◆ Data supplied ◆
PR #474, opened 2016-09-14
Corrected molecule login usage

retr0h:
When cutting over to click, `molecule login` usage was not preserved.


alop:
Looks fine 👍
* * *
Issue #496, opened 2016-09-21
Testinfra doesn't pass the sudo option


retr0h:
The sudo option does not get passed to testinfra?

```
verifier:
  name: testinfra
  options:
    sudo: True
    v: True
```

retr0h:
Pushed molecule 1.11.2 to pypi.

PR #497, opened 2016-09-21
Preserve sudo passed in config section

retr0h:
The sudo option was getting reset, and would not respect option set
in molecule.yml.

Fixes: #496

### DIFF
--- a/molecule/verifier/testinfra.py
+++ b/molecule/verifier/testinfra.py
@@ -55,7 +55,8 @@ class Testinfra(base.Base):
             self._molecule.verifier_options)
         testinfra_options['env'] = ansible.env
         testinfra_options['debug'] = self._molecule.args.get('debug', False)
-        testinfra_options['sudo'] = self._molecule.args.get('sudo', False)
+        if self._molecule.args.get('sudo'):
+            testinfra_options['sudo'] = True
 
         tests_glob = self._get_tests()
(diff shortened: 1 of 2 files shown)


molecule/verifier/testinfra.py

◆ What the exercise asks ◆
Find each line above that contains "passed", and copy those lines.

◆ Finished exercise ◆
The sudo option does not get passed to testinfra?
Preserve sudo passed in config section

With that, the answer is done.